Сержанта Стеценко заместитель командира роты по политчасти застал за проверкой вооружения.
- Обиделись на командира? - спросил Левшин.
Сержант вспыхнул:
- Что вы, товарищ старший лейтенант! На строгость не обижаются.
- Вот и правильно.
Левшин, щурясь, оглядывал подошедших мотострелков. Улыбка у него открытая, лучистая и чуть-чуть заговорщическая. Смотришь на него, и кажется - он знает про тебя такое, о чем ты сам лишь догадываешься. На его улыбку невозможно отвечать хмурым взглядом и недоверчивостью, хотя никогда не угадаешь, что за ней скрыто. Вот как теперь.

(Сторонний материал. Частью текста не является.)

PR #46, opened 2023-02-27
WAL-340

BtencateSphereon:


src/localization/translations/nl.json
```diff
@@ -134,5 +134,6 @@
     "notifications_overview_empty_state_title": "Geen notificaties",
     "notifications_overview_empty_state_subtitle": "Op dit moment heb je geen notificaties.\nDe notificaties verschijnen hier automatisch.",
     "lock_title": "Log in\nde Sphereon Wallet",
-    "lock_subtitle": "Vul je pincode in."
+    "lock_subtitle": "Vul je pincode in.",
+    "show_raw_credential_button_caption": "Toon rauwe credential"
```
nklomp, line 138: ruwe

nklomp (commented):
I guess we could omit the Show/Toon word from the menu and just have raw/ruwe credential in there. Other than the rauwe->ruwe, LGTM. No need for a re-review after that change

src/localization/translations/nl.json
BtencateSphereon: changed to Ruwe credential

nklomp (approved):

PR #51, opened 2023-03-15
expo fixes

BtencateSphereon:
some fixes for expo,

if the react-native version was meant to be this specific version, then i'll revert that one


BtencateSphereon:
@nklomp, react-native version is reverted

nklomp (approved):

PR #52, opened 2023-03-23
Feature/WAL-409

BtencateSphereon:


nklomp (approved):
Given all the reformatting, it is very hard to do the review. I did look at some of the important classes that have changed and these look okay. Suggest to simply merge it and create tickets/fixes if we encounter any problems

PR #54, opened 2023-03-28
feature/WAL-451

BtencateSphereon:


src/screens/SSICredentialsOverviewScreen/index.tsx
```diff
@@ -72,24 +78,39 @@ class SSICredentialsOverviewScreen extends PureComponent<IProps, IState> {
...
+        title={itemInfo.item.title}
+        issuer={itemInfo.item.issuer}
+        issueDate={itemInfo.item.issueDate}
+        expirationDate={itemInfo.item.expirationDate}
+        credentialStatus={itemInfo.item.credentialStatus}
+        properties={[]}
+      />
+    );
+
+    return this.props.activeUser.identifiers.some((identifier: IUserIdentifier) => identifier.did === itemInfo.item.issuer.name)
```
nklomp, line 94: We should also check for the credential type. Current code basically means that you cannot delete any credential that is issued by the user. In the future we might add other self-asserted credential use cases, not being the wallet identity credential. So filtering on that makes sense

nklomp (changes requested):
We should also check the credential type

src/screens/SSICredentialsOverviewScreen/index.tsx
BtencateSphereon: added a check for the type/title of the vc

nklomp:
LGTM

nklomp (approved):

PR #56, opened 2023-03-30
feature/WAL-479

BtencateSphereon:


src/store/actions/user.actions.ts
```diff
@@ -56,17 +66,31 @@ export const addIdentifier = (args: IAddIdentifierArgs): ThunkAction<Promise<voi
...
-    getUsersFromStorage()
-      .then((users: Map<string, IUser>) => {
+    await getUsersFromStorage()
+      .then(async (users: Map<string, IUser>) => {
         const user = users.get(userId);
         if (user) {
           dispatch({type: SET_ACTIVE_USER_SUCCESS, payload: user});
+          let userState: IUserState = getState().user;
+          while (!userState.activeUser) {
+            await new Promise((resolve) => setTimeout(resolve, 50));
```
nklomp, line 78: Probably wise to add an additional guard here. If it cannot get the user after let's say 10 secs, it will never happen and now we would be stuck in this loop. Adding a guard and then a final check whether the userState is not undefined would be wise.

Similar issue for the contact state below

src/store/actions/user.actions.ts
```diff
@@ -56,17 +66,31 @@ export const addIdentifier = (args: IAddIdentifierArgs): ThunkAction<Promise<voi
...
+            userState = getState().user;
+          }
+          await dispatch(getContacts())
+          let contactState: IContactState = getState().contact;
+          while (contactState.contacts.length === 0) {
```
nklomp, line 83: Please add a remark that the only reason this works is because we always will have at least 1 contact (the user)

nklomp (changes requested):
2 remarks about potential endless loops

src/store/actions/user.actions.ts
BtencateSphereon: added a comment

src/store/actions/user.actions.ts
BtencateSphereon: Added a max timeout for the infinite loop. Even though I am pretty sure the user can never be stuck on this. Setting the active user is not the problem here and that will trigger the navigation to navigate to the home screen. the worst that could happen is that there are no contacts and vc's being displayed. Besides that this action is being dispatched, so it will not stop the app.

nklomp (approved):

nklomp:
LGTM

PR #58, opened 2023-03-31
[WAL-481] add pin code screen before re-opening application

hrehman-sphereon:


src/store/actions/user.actions.ts
```diff
@@ -70,3 +71,10 @@ export const setActiveUser = (userId: string): ThunkAction<Promise<void>, RootSt
       .catch(() => dispatch({type: SET_ACTIVE_USER_FAILED}));
   };
 };
+
+export const removeActiveUser = (): ThunkAction<Promise<void>, RootState, unknown, Action> => {
```
BtencateSphereon, line 75: rename this to logout, and rename the setActiveUser to login. also do this for all the types associated with these actions.

src/store/actions/user.actions.ts
```diff
@@ -70,3 +71,10 @@ export const setActiveUser = (userId: string): ThunkAction<Promise<void>, RootSt
...
+  return async (dispatch: ThunkDispatch<RootState, unknown, Action>) => {
+    dispatch({type: USERS_LOADING});
+    dispatch({type: REMOVE_ACTIVE_USER_SUCCESS, payload: null});
```
BtencateSphereon, line 78: payload should be undefined, not null

src/handlers/LockingHandler/index.ts
```diff
@@ -0,0 +1,32 @@
...
+import {removeActiveUser} from '../../store/actions/user.actions';
+
+class LockingHandler {
+  private lockingEventListener: NativeEventSubscription;
+
+  public enableLocking = async (): Promise<void> => {
+    const handleAppStateChange = async (nextAppState: string): Promise<void> => {
+      if (nextAppState === 'background' || nextAppState === 'active') {
+        debug('Locking application...');
+        console.log('Locking application...');
```
BtencateSphereon, line 19: remove the console log

BtencateSphereon (changes requested):

src/store/actions/user.actions.ts
hrehman-sphereon: @nklomp @Brummos I guess ... making it logout is not right ... Let's say I logged out ... and now want to login with a different user. We have not designed the wallet to handle that... I suggest to keep it the same for now.

In the scope of this 3 story point ticket doing that kind of refactor will increase the testing surface too big ... even the VC and contacts may need to be checked ...

nklomp: It is just a name suggestion, as the removeUser is highly confusing

hrehman-sphereon: renamed

src/store/actions/user.actions.ts
hrehman-sphereon: changed

src/handlers/LockingHandler/index.ts
hrehman-sphereon: removed

BtencateSphereon (approved):
LGTM

PR #71, opened 2023-04-19
feature/WAL-470

BtencateSphereon:


src/components/views/SSICardView/index.tsx
```diff
@@ -77,18 +77,20 @@ const SSICardView: FC<IProps> = (props: IProps): JSX.Element => {
   // The uri is a transparent pixel in case there is not background image
   const backgroundImage = props.backgroundImage
     ? {uri: props.backgroundImage}
-    : {uri: 'data:image/png;base64,iVBORw0KGgoAAAANSUhEUgAAAAEAAAABCAQAAAC1HAwCAAAAC0lEQVR42mNkYAAAAAYAAjCB0C8AAAAASUVORK5CYII='};
+    : {uri: 'data:image/png;base64,iVBORw0KGgoAAAANSUhEUgAAAAEAAAABCAQAAAC1HAwCAAAAC0lEQVR42mNkYAAAAAYAAjCB0C8AAAAASUVORK5CYII='} // TODO which image is this?
```
nklomp, line 80: Just paste that in your browser ;)

This is a single transparent pixel to ensure the error about a null image is gone if no background Image is supplied, which should be clear from the ternary operator IMO

nklomp (approved):
See remark about the background image.

Rest LGTM

src/components/views/SSICardView/index.tsx
BtencateSphereon: ah, ye i did, but could not see anything. :P

PR #682, opened 2018-06-22
PostRestoreHook changes

sumanth-pasupuleti:
Adding ability to call a post restore hook once files get downloaded as part of the restore process.

### DIFF
--- a/priam/src/main/java/com/netflix/priam/defaultimpl/PriamConfiguration.java
+++ b/priam/src/main/java/com/netflix/priam/defaultimpl/PriamConfiguration.java
@@ -191,8 +191,7 @@ public class PriamConfiguration implements IConfiguration {
     private static final String CONFIG_POST_RESTORE_HOOK = PRIAM_PRE + ".postrestorehook";
     private static final String CONFIG_POST_RESTORE_HOOK_HEARTBEAT_FILENAME = PRIAM_PRE + ".postrestorehook.heartbeat.filename";
     private static final String CONFIG_POST_RESTORE_HOOK_DONE_FILENAME = PRIAM_PRE + ".postrestorehook.done.filename";
-
-
+    private static final String CONFIG_POST_RESTORE_HOOK_TIMEOUT_IN_DAYS = PRIAM_PRE + ".postrestorehook.timeout.in.days";
 
     //Running instance meta data
     private String RAC;
@@ -1159,5 +1158,10 @@ public class PriamConfiguration implements IConfiguration {
     @Override
     public String getPostRestoreHookDoneFileName() {
         return config.get(CONFIG_POST_RESTORE_HOOK_DONE_FILENAME, getDataFileLocation() + File.separator + "postrestorehook_done");
+    }
+
+    @Override
+    public int getPostRestoreHookTimeOutInDays() {
+        return config.get(CONFIG_POST_RESTORE_HOOK_TIMEOUT_IN_DAYS, 2);
     }
 }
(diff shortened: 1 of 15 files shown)


priam/src/main/java/com/netflix/priam/restore/PostRestoreHook.java
```diff
@@ -0,0 +1,157 @@
...
+                        if (!process.waitFor(config.getPostRestoreHookTimeOutInDays(), TimeUnit.DAYS)) {
+                            logger.info("PostRestoreHook process did not complete within {} days. Forcefully terminating the process.", config.getPostRestoreHookTimeOutInDays());
+                            process.destroyForcibly();
+                        }
+
+                        if (process.exitValue() == 0) {
+                            logger.info("PostRestoreHook process completed successfully");
+                            break;
+                        }
+                        logger.info("PostRestoreHook process exited unsuccessfully");
```
vinaykumarchella: @sumanth-pasupuleti  Should it warn or error?

priam/src/main/java/com/netflix/priam/restore/PostRestoreHook.java
```diff
@@ -0,0 +1,157 @@
...
+                    }
+                    logger.info("Completed PostRestoreHook execution");
```
vinaykumarchella: This leads to too verbose logging, consider changing this to debug

priam/src/main/java/com/netflix/priam/defaultimpl/PriamConfiguration.java
```diff
@@ -187,6 +186,12 @@
     private static final String CONFIG_VPC_ROLE_ASSUMPTION_ARN = PRIAM_PRE + ".vpc.roleassumption.arn";
     private static final String CONFIG_DUAL_ACCOUNT = PRIAM_PRE + ".roleassumption.dualaccount";
 
+    //Post Restore Hook
+    private static final String CONFIG_POST_RESTORE_HOOK_ENABLED = PRIAM_PRE + ".postrestorehook.enabled";
+    private static final String CONFIG_POST_RESTORE_HOOK = PRIAM_PRE + ".postrestorehook";
+    private static final String CONFIG_POST_RESTORE_HOOK_HEARTBEAT_FILENAME = PRIAM_PRE + ".postrestorehook.heartbeat.filename";
+    private static final String CONFIG_POST_RESTORE_HOOK_DONE_FILENAME = PRIAM_PRE + ".postrestorehook.done.filename";
+    private static final String CONFIG_POST_RESTORE_HOOK_TIMEOUT_IN_DAYS = PRIAM_PRE + ".postrestorehook.timeout.in.days";
```
vinaykumarchella: Should it be days? or hours?

priam/src/main/java/com/netflix/priam/restore/PostRestoreHook.java
sumanth-pasupuleti: good point. will change it to warn, since we are going to retry anyways

priam/src/main/java/com/netflix/priam/restore/PostRestoreHook.java
sumanth-pasupuleti: makes sense. will change it to debug

priam/src/main/java/com/netflix/priam/defaultimpl/PriamConfiguration.java
sumanth-pasupuleti: will keep it to days for now, but if we think it has to be a lower unit in the future based on the runs we'll have, will change it.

- Чего расцвели? - неожиданно сердито спросил Левшин. - Думаете, я любуюсь вашим видом? Ничуть. От ваших расстегнутых воротничков и кое-как затянутых ремней мне грустно.
Солдаты смущенно начали заправляться.
- Отлично. А теперь у нас деликатная беседа... Командир ваш в некотором роде именинник. Если не сегодня, так завтра будет им наверняка.
- Знаем, - вновь заулыбались солдаты.
- И я подумал, - продолжал старший лейтенант, - что имениннику подарок полагается.
Солдаты молча переглянулись. Ответил за всех комсомольский групорг взвода:
- Да где мы его возьмем в поле? Вот вернемся, тогда...
- Я знаю, - неожиданно заявил сержант Стеценко. - Я знаю, какой подарок самый хороший для командира. Бери, комсорг, боевой листок и записывай наши обязательства на учение...
В продолжение этого двухминутного собрания старший лейтенант не проронил ни слова. Его вмешательство не требовалось. Он лишь одобрительно улыбался солдатам и сержантам, и глаза его, казалось, говорили: "Я же знал, чего вы хотите. Я знаю, что и дальше окажетесь молодцами".
А когда мотострелки единогласно утвердили решение, заместитель по политчасти, построжав, сказал:
- Теперь за дело. Ваш вызов на соревнование я передам второму взводу. На прошлых учениях он всех побил. Сегодня - ваша очередь.
...Комбат запоздал. Оказалось, он объехал район батальона и вышел из машины, явно не расположенный к мирной беседе.
- Небось, думаете, неорганизованный у вас начальник - позже всех прибыл. А пришлось кое-чьи прорехи штопать. Я недоволен службой в некоторых взводах и ротах...
Взгляд его задержался на лейтенанте Сизякове, и впервые с начала учений Александр ощутил беспокойство за свой взвод, ответственность за его действия и почувствовал, что краснеет. Он ждал резкого выговора, ибо вспомнил множество недоработок, но случилось неожиданное.